So sorry  I lost a lovely doeling this year when she got tangled in the fence. She had gotten tangled the day before and I got her out, and decided not to let them in that field unless I'm home to keep an eye on them (I can hear yelling from my window.) Couple of days later I had them out in the field and something urgent came up, forgot to put them away and came home to a dead baby :'(


----------



## emilieanne (Oct 15, 2012)

I know, from losing 16+ animals in 6 months, it SUCKS when my mom yells at me when I just lost my goat. 
But I also completely understand punishing him. 

You will get through this, I know that! And I am sure that he will learn from it.. I have. 
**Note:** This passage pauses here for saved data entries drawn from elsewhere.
PR #198, opened 2026-07-03
refactor(cell): change PacketQueue::dequeue to dequeue_at(ts)

CepheusC:
### Summary

Add an `Option<Instant>` timestamp parameter to `PacketQueue::dequeue()` to support time-aware queue operations. The `CoDel` queue uses this parameter to avoid `Instant::now()` calls, while simple queue implementations (DropHead, DropTail,
Infinite) ignore it with `None`.

### Usage

This change lays the groundwork for PR #197 (redpie branch) by providing the necessary timestamp plumbing in the `PacketQueue` trait. The subsequent PR will make use of this parameter to implement its feature.

### DIFF
--- a/rattan-core/src/cells/bandwidth/queue/codel.rs
+++ b/rattan-core/src/cells/bandwidth/queue/codel.rs
@@ -179,11 +179,11 @@ where
         }
     }
 
-    fn dequeue(&mut self) -> Option<P> {
+    fn dequeue(&mut self, timestamp: Option<Instant>) -> Option<P> {
         match self.queue.pop_front() {
             Some(mut packet) => {
                 self.now_bytes -= packet.l3_length() + self.config.bw_type.extra_length();
-                let now = Instant::now();
+                let now = timestamp.unwrap_or(Instant::now());
                 let drop = self.should_drop(&packet);
                 trace!(
                     drop,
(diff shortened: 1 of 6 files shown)


BobAnkh:
This shall never be an optional argument. And please rename the interface from `dequeue` to `dequeue_at`. @CepheusC 

For simple queues, they can just ignore the value (but we shall still pass the actual value from the cell), as they do not require it. But the semantics of this interface should be fixed to: the cell wants to dequeue a packet at the timestamp, as in our design philosophy, the queue is a passive-driven component.

BobAnkh (approved):
LGTM

BobAnkh:
Wait for extra two approvals (from @Centaurus99 , @un-lock-able or @Lethe10137 ) to merge this.

un-lock-able (approved):
LGTM

rattan-core/src/cells/bandwidth/queue/codel.rs
Centaurus99: The `now` timestamp should be passed in; `Instant::now` should no longer be used.

Centaurus99: Avoid using `Instant::now` in logging as well. The same applies to the logging below.

Centaurus99 (changes requested):

Centaurus99:
In addition, please squash the changes into a single commit and update the PR title accordingly. @CepheusC

BobAnkh:
> In addition, please squash the changes into a single commit and update the PR title accordingly. @CepheusC

We could squash ourselves when merging, so he doesn't need to worry about that and you can have a clear history to review changes. Also, we should try to compact the head into 50 characters instead of spliting into two lines.

Centaurus99 (approved):
LGTM.

PR #206, opened 2026-07-14
refactor(queue): remove retain from PacketQueue trait

Centaurus99:
The trait-level `retain` was buggy in every impl (never updated `now_bytes` after dropping packets) and is only used by TBF's DropTail queue, so maintaining it on the trait isn't worth it. Remove it from the trait and reimplement it as an inherent method on `DropTailQueue<P>` that correctly maintains `now_bytes`.


BobAnkh (approved):
LGTM

PR #207, opened 2026-07-16
ci: reduce self-hosted runner disk I/O

Centaurus99:
Lower disk I/O on the slow self-hosted runners (test + verify):

- **Preinstall LLVM in the runner image** (ansible-built `github-runner`), dropping the per-run `Cache`/`Install LLVM` steps — a ~1 GB local copy, ~8 min on these disks. Jobs use `/usr/lib/llvm-<N>` via `PATH`/`LIBCLANG_PATH` (5.4->14, else->17).
- **`CARGO_PROFILE_RELEASE_DEBUG=line-tables-only`** — release test binaries were ~92% DWARF; cuts write volume, keeps panic line numbers.
- **Drop `max-parallel: 1`** in the test workflow.

### DIFF
--- a/.github/workflows/build.yml
+++ b/.github/workflows/build.yml
@@ -25,7 +25,7 @@ jobs:
     runs-on: ubuntu-latest
     if: github.event_name == 'push' || github.event_name == 'workflow_dispatch' || github.event.pull_request.head.repo.full_name != github.repository
     steps:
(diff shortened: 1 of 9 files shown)


BobAnkh (approved):
So you can just squash all the commits and merge this pr.

PR #4781, opened 2014-12-27
Update scroll position when opening from command line with line specified

### LINKED ISSUE #4780: Scroll isn't updated when using a line number from the command line
Currently when you open a file from the command line with a line number, i.e.:

    atom ~/cool-thing.js:42

there is a cursor set, but the editor is still scrolled to the top.  Ideally the editor should open up scrolled to the location of the cursor.

ultramiraculous:
Attempt to fix #4780.  

The event listener solution is probably hacky.  I mostly don't quite know when the DisplayBuffer is fully "initialized"/has a height, width, etc.  As of right now if I attempt to call @scrollToCursorPosition() in TextEditor's constructor (at say line 105), the DisplayBuffer has no size information when it gets to scrollToScreenRange() and no scrolling occurs.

God will forgive you, no doubt about that 
You are not a bad mother either so please don't feel like that. Just think, within a reasonable time when you calmed down, you realized your son was hurting.  
I have to thank you.. For realizing that yes it does hurt & that maybe yelling so much just made it worse. 
You seem like a GREAT mom to me can I come live with y'all?! Lol 


Sent from my iPhone using Goat Forum


----------



## canyontrailgoats (Jan 4, 2014)

Well, you could've been a Mom who says "oh well things happen, I'll buy you another goat to make you feel better honey!" OR you could've been a Mom who hurts your son, takes everything away and ruins his whole life because of one mistake. 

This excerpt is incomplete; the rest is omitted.